The Risotto Lidia Bastianich Says Is Great For Beginner Cooks

Lidia Bastianich — the Italian-American celebrity chef, author, and restaurateur — is full of advice to share with cooks of varying expert levels, including those who are just starting out in the kitchen. If you're a beginner cook and want to try out making a risotto. The chef noted that one of the most significant perks of risotto is just how versatile it is: You can pick and choose what type of protein you want (anything from shrimp to venison and so on and so forth will make for a great risotto) or you could make it completely vegetarian. However, risotto is also a dish that can certainly seem overwhelming and difficult to get just right. So Bastianich has some tips for you, such as which risotto to try first.

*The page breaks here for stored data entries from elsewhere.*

PR #645, opened 2016-09-21
Add draft version section

ekr:


draft-ietf-tls-tls13.md
```diff
@@ -1749,6 +1749,16 @@ The server MUST NOT send the "supported_versions" extension. The
...
 
+#### Draft Version Indicator
+
+RFC EDITOR: PLEASE REMOVE THIS SECTION
+
+While the eventual version indicator for the RFC version of TLS 1.3 will
+be {3, 4}, implementations of draft versions of this specification SHOULD
+instead advertise {0x7f, <draft-version>} in their "supported_versions" extension.
+This allows pre-RFC implementations to safely negotiate with each other,
+even if they would otherwise be incompatible.
```
davidben: Probably should clarify that this also figures into the ServerHello (and HelloRetryRequest) version.

ekr: I hadn't thought through the multi-version case. You think (I assume) that we should shove it into ServerHello.version?

davidben: Yeah. Even without multi-version, it seems sanest just to say that client and server version spellings always match. Versions are opaque u16s (I guess u8[2]s. Whatever.) which are offered by the client and selected by the server. The draft defines version {0x7f, blah} and the final will define version {3, 4}.

xiaoyinl:
By the way, you also need to update Version Negotiation section of the [wiki page](https://github.com/tlswg/tls13-spec/wiki/Implementations#version-negotiation).

davidben:
lgtm

ekr:
Done

PR #649, opened 2016-09-22
Add guidance for draft versions on the anti-downgrade mechanism.

davidben:
Folks have already gotten this wrong, so add a note here.

### DIFF
--- a/draft-ietf-tls-tls13.md
+++ b/draft-ietf-tls-tls13.md
@@ -1582,6 +1582,13 @@ when static RSA is used.
 Note: This is an update to TLS 1.2 so in practice many TLS 1.2 clients
 and servers will not behave as specified above.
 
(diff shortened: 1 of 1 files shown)


draft-ietf-tls-tls13.md
```diff
@@ -1582,6 +1582,13 @@ when static RSA is used.
 Note: This is an update to TLS 1.2 so in practice many TLS 1.2 clients
 and servers will not behave as specified above.
 
+RFC EDITOR: PLEASE REMOVE THE FOLLOWING PARAGRAPH
```
martinthomson: Note that this won't be a following paragraph, it's markdown, so this will be part of the same paragraph :)

davidben: I'd noticed that, but the one in section 1 did the same thing, so I figured you all had decided that's what "following paragraph" meant. :-)

https://tlswg.github.io/tls13-spec/#rfc.section.1

PR #652, opened 2016-09-22
Clarify g,p are predefined

xiaoyinl:
I think the current spec doesn't explicitly say what the values of g and p (for finite field DHE) are. So I want to add a link to RFC 7919 in Diffie-Hellman Parameters section to make it clear.


ekr:
Good suggestion, but I fixed this a bit differently in https://github.com/tlswg/tls13-spec/commit/76b800c5574ef12cde67bcc8b09059dcc5d1ce86

PR #654, opened 2016-09-23
Move OCSP and SCT into Certificate message

grittygrease:
This change adds a set of extensions to the Certificate message. This is
intended to hold all extension messages that are certificate-specific
as opposed to extensions that apply to the entire connection. This
change facilitates future extensions to the protocol for post-handshake
server authentication and resolves the anomaly of OCSP messages
appearing before certificates in the handshake.

### DIFF
--- a/draft-ietf-tls-tls13.md
+++ b/draft-ietf-tls-tls13.md
@@ -2401,23 +2401,6 @@ In common network topologies for browser clients, small allowances on the
 order of ten seconds are reasonable.  Clock skew distributions are not
 symmetric, so the optimal tradeoff may involve an asymmetric replay window.
 
-### OCSP Status Extensions
-
-{{!RFC6066}} and {{!RFC6961}} provide extensions to negotiate the server
-sending OCSP responses to the client. In TLS 1.2 and below, the
-server sends an empty extension to indicate negotiation of this
-extension and the OCSP information is carried in a CertificateStatus
-message. In TLS 1.3, the server's OCSP information is
-carried in an extension in EncryptedExtensions. Specifically:
-The body of the "status_request" or "status_request_v2" extension
-from the server MUST be a CertificateStatus structure as defined
-in {{RFC6066}} and {{RFC6961}} respectively.
-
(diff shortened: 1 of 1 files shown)


draft-ietf-tls-tls13.md
```diff
@@ -4008,7 +4023,8 @@ is listed below:
    1.3" column with the following four values: "Client", indicating
    that the server shall not send them. "Clear", indicating
    that they shall be in the ServerHello. "Encrypted", indicating that
-   they shall be in the EncryptedExtensions block, and "No" indicating
+   they shall be in the EncryptedExtensions block, "Certificate" indicating that
+   they shall be in the Certificate block, and "No" indicating
```
kaduk: Might be worth a parenthetical that the Certificate message contents are also encrypted.

grittygrease: I'm not sure this is necessary.

draft-ietf-tls-tls13.md
```diff
@@ -2635,8 +2618,13 @@ Structure of this message:
...
 
        struct {
+           ASN1CertData cert_data;
+           Extension extensions<0..2^16-1>;
+       } SingleCertificate;
+
+       struct {
            opaque certificate_request_context<0..2^8-1>;
-           ASN1Cert certificate_list<0..2^24-1>;
+           SingleCertificate certificate_list<0..2^24-1>;
```
ekr: I think "CertificateEntry" is the convention here.

draft-ietf-tls-tls13.md
ekr: +1 to grittygrease here.

kaduk: I'm fine if we land on the "might not be worth" side.

draft-ietf-tls-tls13.md
grittygrease: Fine by me. I'll make the change and then I think it's ready to merge.

grittygrease:
Changed SingleCertificate to CertificateEntry

PR #656, opened 2016-09-23
Use TLS-style extensions in CertificateRequest.

davidben:
Differences:

- Easier to tell which matchers are and aren't defined (look in the
  registry).

- We can define other matchers that affect the same X.509 extension. If,
  say, someone needs a EKU matcher which describes an OR on the
  acceptable OIDs rather than an AND, we can simply define another one.

- If someone needs to match something that's not an extension (RSA
  public key size?), we can define it.

- The mechanism doesn't depend on X.509, so it's more usable for crazier
  things like RFC 7250. (Clllleeeaaaarrrly this means we should move
  certificate_authorities to an extension.)

- Remove MUST-level requirements on the client since they're toothless.
  As the old text already noted, a client is free to "not recognize" any
  extension anyway.

- More compact. OIDs are big.

### DIFF
--- a/draft-ietf-tls-tls13.md
+++ b/draft-ietf-tls-tls13.md
@@ -2472,17 +2472,23 @@ Structure of this message:
 
        opaque DistinguishedName<1..2^16-1>;
 
+       enum {
+           key_usage(0),
+           extended_key_usage(1),
+           (65535)
+       } CertificateRequestExtensionType;
+
        struct {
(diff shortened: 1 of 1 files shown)


ekr:
My sense is that this is not getting consensus. David doesn't seem to feel strongly, so I am closing. @davidben please feel free to re-raise on list if you want the chairs to do a formal call for consenss

PR #424, opened 2021-10-11
DEENG-1 - Added option to start setup in text mode

jibel:
By default WSL setup starts in graphics mode, there is now an option
-t|--text to start it in text mode.

Co-authored-by: Didier Roche <didrocks@ubuntu.com>


didrocks:
Tests pass. We did test it manually and it works as expected. Merging.

Issue #390, opened 2021-10-05
Generated hostname not based on the machine?


seb128:
Doing an installation using canary the hostname generated is -ubuntu which using ubiquity is a more unique identify PC-QR35-.... which seems based on the hardware somehow?

PR #425, opened 2021-10-11
Who are you: base computer name on the DMI product name

jpnurmi:
Even though the computer name ends up being the hostname on the target
system, the initial live session hostname is not a good source for
generating one because it's always "ubuntu".

Close: #390


oSoMoN:
LGTM, thanks!

Issue #401, opened 2021-10-06
Don't restrict the languages to the available translations


seb128:
We current have a limited set of translations but are able to install any langpack available so we shouldn't limit the choice on the first screen

seb128:
The subiquity list is quite limite as well though, no italian, turkish, portugues, japanese, arabic, ...

@subiquity maintainers, is your languagelist limited by design or should those be added?

dbungert:
Language selection is two things
* what language should the installer run in?
* what language should the target system be configured for?

For the former, a fixed set of languages makes sense - we have the translations we have.  For the latter, any valid value should be possible.  See also @mwhudson's desired locale overhaul.

long-chung:
@oSoMoN I think it is what it is. The message would have to be in English(?) anyway so defeats the purpose.
I think we should just display the available languages we do have as this would be updated later in subsequent releases?

seb128:
The recent update resolve the issue described there I think, let's close it now

PR #430, opened 2021-10-13
Use subiquity's languagelist

jpnurmi:
image

Ref: #401

### DIFF
--- a/.github/workflows/flutter-ci.yml
+++ b/.github/workflows/flutter-ci.yml
@@ -58,6 +58,8 @@ jobs:
     steps:
 
     - uses: actions/checkout@v2
+      with:
+        submodules: recursive
 
     - uses: subosito/flutter-action@v1
       with:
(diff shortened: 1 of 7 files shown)


gunnarhj:
Please No!

The proper languagelist in the desktop installer is a list which represents the languages in Ubuntu's language packs. Whether subiquity strings have (yet) been translated into respective language should not be a criterion.

jpnurmi:
This was originally proposed as a stop-gap solution to get more languages on the list, but we have now generated lots of .arbs to populate the list: https://github.com/canonical/ubuntu-desktop-installer/pull/456.

gunnarhj:
Ok, that makes more sense. But not understanding 3-letter language codes seems as a Flutter bug which should be fixed.

jpnurmi:
Agreed, I opened https://github.com/flutter/flutter/issues/92818 earlier.

PR #438, opened 2021-10-18
Upgrade wizard_router for scoped route conditions

jpnurmi:
The complexity of `Wizard.onNext` had increased to a point where it got
hard to follow the route conditions that were placed separately from the
list of routes.

The new version is a bit more verbose, but makes it easier to read the
conditions that are scoped together with the respective route, which is
a welcome improvement because several more conditions are coming later
(internet, secure boot, security key, active directory, ...)


jpnurmi:
Fixes https://github.com/canonical/ubuntu-desktop-installer/issues/469 too.

PR #441, opened 2021-10-19
Add missing confirmation dialog for creating a new partition table

jpnurmi:


packages/ubuntu_desktop_installer/lib/pages/allocate_disk_space/allocate_disk_space_dialogs.dart
```diff
@@ -8,6 +8,35 @@ import 'package:ubuntu_wizard/widgets.dart';
...
+          ),
+          OutlinedButton(
+            child: Text(lang.continueAction),
+            onPressed: () => Navigator.of(context).pop(true),
+          ),
+        ],
+      );
+    },
+  );
+  return result == true;
```
oSoMoN, line 37: `result` being a boolean, this is redundant. You could just return `result`.

packages/ubuntu_desktop_installer/lib/pages/allocate_disk_space/allocate_disk_space_widgets.dart
```diff
@@ -370,6 +370,22 @@ class PartitionButtonRow extends StatelessWidget {
...
+    final disk = model.selectedDisk!;
+    if (disk.ptable != null) {
+      final confirmed = await showConfirmationDialog(
+        context,
+        title: lang.newPartitionTableConfirmationTitle,
+        message: lang.newPartitionTableConfirmationMessage,
+      );
+      if (!confirmed) return;
+    }
+    model.reformatDisk(model.selectedDisk!);
```
oSoMoN, line 387: `model.selectedDisk!` can be replaced by `disk`

packages/ubuntu_desktop_installer/test/allocate_disk_space_page_test.dart
```diff
@@ -263,6 +263,41 @@ void main() {
...
+    expect(find.byType(AlertDialog), findsOneWidget);
+    verifyNever(model.reformatDisk(disk));
+
+    final continueButton = find.widgetWithText(
+      OutlinedButton,
+      tester.ulang.continueAction,
+    );
+    expect(continueButton, findsNWidgets(2));
+
+    await tester.tap(continueButton.last);
```
oSoMoN, line 294: Are we guaranteed that this will always be the right continue button?

oSoMoN (commented):
LGTM, and works as expected. Just a couple of minor comments and a question before it's ready for merging.

packages/ubuntu_desktop_installer/lib/pages/allocate_disk_space/allocate_disk_space_dialogs.dart
jpnurmi: It can be null when dismissing the dialog by clicking outside of it.

packages/ubuntu_desktop_installer/test/allocate_disk_space_page_test.dart
jpnurmi: Good point. I made it to explicitly look for an ancestor of AlertDialog.

oSoMoN (approved):

PR #442, opened 2021-10-19
Added '--prefill' command line option to WSL.

cnihelton:
Hi @jpnurmi !

I am working on prefilling the WSL OOBE with user and locale information acquired from Windows through the launcher, as you may know. Since in WSL Subiquity is started by the OOBE I had to touch this code base. Could you take some time to code review it?

The proposed changes do the following:
- Check if the file passed by CLI exists before passing to the server (not sure if this kind of check belongs here, though).
- When server starts, log.info also it's CLI options.

### DIFF
--- a/packages/ubuntu_wsl_setup/lib/main.dart
+++ b/packages/ubuntu_wsl_setup/lib/main.dart
@@ -7,10 +7,23 @@ import 'app.dart';
 void main(List<String> args) {
   final options = parseCommandLine(args, onPopulateOptions: (parser) {
     parser.addFlag('reconfigure');
+    parser.addOption(
+      'prefill',
+      valueHelp: 'prefill',
+      help: '''
+Path of the YAML file containing prefill information, which
+feeds the installer with partial information to prefill the
+screens, yet allowing user to overwrite any of those during setup.
+  ''',
+    );
   })!;
   var variant = Variant.WSL_SETUP;
+  List<String>? serverArgs;
   if (options['reconfigure'] == true) {
     variant = Variant.WSL_CONFIGURATION;
+  }
+  if (options['prefill'] != null) {
+    serverArgs = ['--prefill', options['prefill']];
   }
   runWizardApp(
     UbuntuWslSetupApp(
@@ -21,5 +34,6 @@ void main(List<String> args) {
     subiquityClient: SubiquityClient(),
     subiquityServer: SubiquityServer.wsl(),
     onInitSubiquity: (client) => client.setVariant(variant),
+    serverArgs: serverArgs,
   );
 }


packages/subiquity_client/lib/subiquity_server.dart
```diff
@@ -94,7 +94,9 @@ abstract class SubiquityServer {
       stderr.addStream(process.stderr);
       return process;
     });
-    log.info('Starting server (PID: ${_serverProcess!.pid})');
+    log.info(
+      'Starting server (PID: ${_serverProcess!.pid}) with args: $subiquityCmd',
```
jpnurmi, line 98: this is nice. :+1: it would be nice to have it in a separate commit, though

packages/ubuntu_wsl_setup/lib/main.dart
```diff
@@ -7,11 +9,26 @@ import 'app.dart';
...
   })!;
   var variant = Variant.WSL_SETUP;
+  List<String>? serverArgs;
   if (options['reconfigure'] == true) {
     variant = Variant.WSL_CONFIGURATION;
   }
+  if (options['prefill'] != null) {
+    final prefillFile = options['prefill'];
+    final fileExists = File(prefillFile).existsSync();
+    if (fileExists) serverArgs = ['--prefill', options['prefill']];
```
jpnurmi, line 30: should we print an error if the file doesn't exist, to avoid silently ignoring the option?

how does the server handle it if the file doesn't exist? I'm wondering if simply passing the option through and letting the server throw an error would result in a clear enough error message?

packages/subiquity_client/lib/subiquity_server.dart
CarlosNihelton: I'll do some git tricks to split that commit in two.

packages/ubuntu_wsl_setup/lib/main.dart
```diff
@@ -7,11 +7,24 @@ import 'app.dart';
 void main(List<String> args) {
   final options = parseCommandLine(args, onPopulateOptions: (parser) {
     parser.addFlag('reconfigure');
+    parser.addOption(
+      'prefill',
+      valueHelp: 'prefill',
+      help: '''
```
jpnurmi, line 13: I'd suggest also `hide: true` since it's not for users (same as `initial-route`) which is for testing.

jpnurmi (approved):
LGTM.

Feel free to ignore the suggestion if you prefer to keep the option visible in `--help`.

packages/ubuntu_wsl_setup/lib/main.dart
CarlosNihelton: Keeping it visible might be useful for development/testing. Let's keep it as is.

Thank you again, JP!

Issue #453, opened 2021-10-29
Incorrect keyboard navigation on lists


seb128:
Unsure if that's a flutter issue or an installer one. 

On the welcome screen for example, using the TAB key the focus moves to the next item in the languagelist. The traditional behaviour would be to have TAB switching to the next widget, so the next button

On the keyboard layout screen, TAB alternate between the lists by moving to the next items

PR #454, opened 2021-10-29
Improve keyboard layout tab navigation

jpnurmi:
Traverse lists from top-to-bottom instead of jumping between lists. The
real fix would be to make the lists act like a singular focus node, but
that's hard to fix outside of Flutter. This fix makes the navigation a
bit less embarrassing, meanwhile. :)

Ref: #453


robert-ancell (approved):
LGTM

PR #457, opened 2021-11-01
Specify country code in .arb files

jpnurmi:
Instead of supplying multiple .arb files per language to get a full
locale, construct full locales with help of a country code field
specified in the base .arb file.

This allows us to remove a lot of extra .arb files that were basically
unused, but had to be there to satisfy Flutter (flutter/flutter#92731).


packages/ubuntu_wizard/lib/src/l10n/ubuntu_pt_BR.arb
```diff
@@ -1,5 +1,6 @@
 {
   "@@locale": "pt_BR",
+  "countryCode": "BR",
```
jpnurmi, line 3: Technically, the country code is not necessary for .arb files that already specify a full locale. I specified it here regardless, to make it consistent with others.

packages/ubuntu_wizard/lib/l10n.dart
```diff
@@ -52,12 +52,15 @@ class LocalizedLanguage {
 /// [locales] must contain the base locale i.e. the template .arb locale.
 Future<List<LocalizedLanguage>> loadLocalizedLanguages(
     List<Locale> locales) async {
-  assert(locales.contains(_kBaseLocale));
```
jpnurmi, line 55: I left this out because it wasn't really important and the base locale is "en_US", but AppLocalizations.supportedLocales no longer contains full locales (because .arb has only the country code). We extract the full locale below instead.

packages/ubuntu_wizard/lib/src/l10n/ubuntu_pt.arb
```diff
@@ -1,5 +1,6 @@
 {
   "@@locale": "pt",
+  "countryCode": "PT",
 
-  "languageName": ""
+  "languageName": "Português"
```
oSoMoN, line 5: The language name was originally left empty to ensure the language wouldn't be displayed in the UI, because there currently are no translations for it (only for Brazilian Portuguese).
It feels a bit weird that I can select Portuguese and the UI is 100% English.

However my understanding is that we're heading towards a list of languages that reflects the availability of langpacks, not the current translations for the app itself. So I suppose it doesn't hurt to keep this entry?

jpnurmi: A mass import of translations from Ubiquity will follow. (with help of https://github.com/canonical/ubuntu-desktop-installer/pull/463)

oSoMoN:
LGTM, thanks!

PR #460, opened 2021-11-01
Enable the prefer_const_constructors linter rule and fix findings

jpnurmi:
This is a useful linter rule that makes sure we take advantage of Dart's compile-time constants where possible.


oSoMoN:
LGTM, thanks!

PR #462, opened 2021-11-02
Fix wrong assumptions in language list tests

jpnurmi:
- Fix the widget test to not assume that all tested languages
  (English, French, Italian) are on the screen at the same time,
  because they won't be after the list of languages grows

- Fix the model test to not assume that en_US is the first language


oSoMoN:
LGTM, thanks!

PR #467, opened 2021-11-04
Turn off the public_member_api_docs linter rule

jpnurmi:
First of all, this linter rule is so noisy that it hides useful linter
issues. There are  linter issues slipping in due to `--no-fatal-infos`,
which is used in the CI to ignore `public_member_api_docs`.

Secondly, in an app project where there tend to be areas that don't need
docs, this linter rule results in not-so-useful docs that basically
repeat the same what the member name states, just to silence the linter
without adding any real value. For example:

    /// Does something.
    void doSomething() { ... }

### DIFF
--- a/analysis_options.yaml
+++ b/analysis_options.yaml
@@ -13,3 +13,4 @@ linter:
     constant_identifier_names: false
     lines_longer_than_80_chars: false
     prefer_const_constructors: true
+    public_member_api_docs: false


Feichtmeier:
I appreciate this change. Currently the warnings are flooding the workspace and one is distracted by actually new warnings maybe created by yourself or just new ones in general that should be removed fast. :)

CarlosNihelton:
Endorsed. More important warnings are being shadowed out by this `public_member_api_docs` rule and the `effective_dart` depracation notice recommends `package:lints` for Dart-only and `package:flutter_lints` which extends the previous for Flutter, with up-to-date rules.

robert-ancell (approved):
LGTM

jpnurmi:
Instead of switching to `flutter_lints` in the same PR, I have reduced the scope of this PR to turn off `public_member_api_docs` and nothing else.

oSoMoN:
LGTM, thanks!

jpnurmi:
Thanks!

During an interview with Tasting Table, the celebrity chef recommended beginner cooks try making risotto alla Milanese, an Italian dish that Bastianich helped popularize in America, as their first risotto dish. Bastianich said, "Risotto alla Milanese is simple, straightforward. I would recommend vegetable risotto. ... Keep it in season. If it [is] fall or summer, butternut squash risotto. It's so delicious." Now that you have a kind of risotto in mind to try your hand at cooking, you can continue to follow Bastianich's advice on how to perfect that risotto. 

Mastering risotto will help develop your cooking skills

While speaking with Tasting Table, Bastianich explained how process of making risotto ties into practicing your technique in order to perfect a recipe. To begin with, not just any type of rice will do; you have to go with short-grain rice, such as carnaroli or arborio, as it will release the starches and makes the risotto creamy as it cooks. "Then you have to go through the process of toasting, cooking, and coaxing that starch out of the rice ... then slowly [add] a flavorful, hot stock. Bastianich continued, "All of that is a technique that makes the result creamy. The last step [is] mantecare, where you whip up a little bit of butter and cheese, and that brings everything together."

The chef also emphasized the importance of having a good stock. "If you want to keep it vegetarian, you make a good stock with all the leftovers — the top of the leeks, the top of some of the carrots." Then, if you're making the butternut squash risotto that Bastianich recommends, add the squash in once you begin to wet the rice with the stock. "The flavors come at the end when you do the mantecare, when the squash has released its flavors a little bit, and it's always broken down a little bit in the risotto. The rice has made its cream ... Then you put [in] your butter and cheese, and you should have a great risotto."